Way before the terms Native American or Indian were created, the tribes were spread all over the Americas. Before any white man set foot on this territory, it was settled by the forefathers of bands we now call Sioux, or Cherokee, or Iroquois.
For thousands of years, the American Indian grew its culture and heritage without disturbance. And that history is captivating.
From Mayan and Incan ruins, from the mounds left in the central and southern parts of what is today the U.S. we have learned much. It’s a story of beautiful art and deep spirituality. Archaeologists have unearthed highly elaborate structures and public works.
While there was inevitable tribal conflict, that was just a slight blemish in the account of our forebears. They were at peace with this beautiful continent and deeply plugged into nature.

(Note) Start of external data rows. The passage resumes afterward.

PR #1027, opened 2021-04-01
Turbomole mp

oliver-s-lee:
Adds support for parsing Møller–Plesset energies for Turbomole.


berquist (changes requested):
All looks good but a question about the removal of the coupled cluster part.

oliver-s-lee:
The removed CC part is an artefact of how this PR was split from the original big PR I think. In the re-written version MP and CC are parsed separately, while currently in master they're parsed together. When the PR was split I simply segregated the MP and CC sections, forgetting the old CC parsing method would be (temporarily) lost. If it's a problem I can re-add the old CC parsing section?

The rewritten CC bit is in #1028, which incidentally depends on this PR (it also contains the new MP bit, can't remember why I did it like that sorry)...

berquist (approved):
I think that's ok, since it's temporary; it answers my question.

The European Settler Arrives
When European leaders sent the first ships in this direction, the aim was to discover new resources – however the quality of weather and the bounty of everything from timber to wildlife subsequently changed their tune. As those leaders learned from their explorers, the drive to colonize spread like wildfire.
The English, French and Spanish rushed to slice up the “New World” by shipping over inadequately prepared colonists as fast as they could. At first, they skirmished with the alarmed Indians of America’s eastern seaboard. But that soon gave way to trade, since the Europeans who arrived here learned that their survival was doubtful with no Indian help.

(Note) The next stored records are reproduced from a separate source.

PR #1029, opened 2021-04-01
Turbomole es td

oliver-s-lee:
Adds support for parsing TD-DFT excited states for Turbomole

### DIFF
--- a/cclib/parser/turbomoleparser.py
+++ b/cclib/parser/turbomoleparser.py
@@ -972,12 +972,14 @@ class Turbomole(logfileparser.Logfile):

Thus followed years of comparative peace as the settlers got themselves established on American soil. But the pressure to push inland came soon after. Kings and queens from thousands of miles away were anxious to find additional resources, and some colonists came for freedom and opportunity.
They wanted more space. And so began the process of forcing the American Indian out of the way.
It took the form of cash arrangements, barter, and notoriously, treaties which were nearly consistently ignored after the Indians were pushed away from the territory in question.
The U.S. government’s policies towards Native Americans in the second half of the nineteenth century were determined by the desire to expand westward into territories inhabited by these Native American tribes. By the 1850s almost all Native American tribes, roughly 360,000 in number, lived to the west of the Mississippi River. These American Indians, some from the Northwestern and Southeastern territories, were confined to Indian Territory located in present day Oklahoma, while the Kiowa and Comanche Native American tribes shared the land of the Southern Plains.
The Sioux, Crows and Blackfeet dominated the Northern Plains. These Native American groups met hardship as the continuous flow of European immigrants into northeastern American cities delivered a stream of immigrants into the western lands already inhabited by these various groups of Indians.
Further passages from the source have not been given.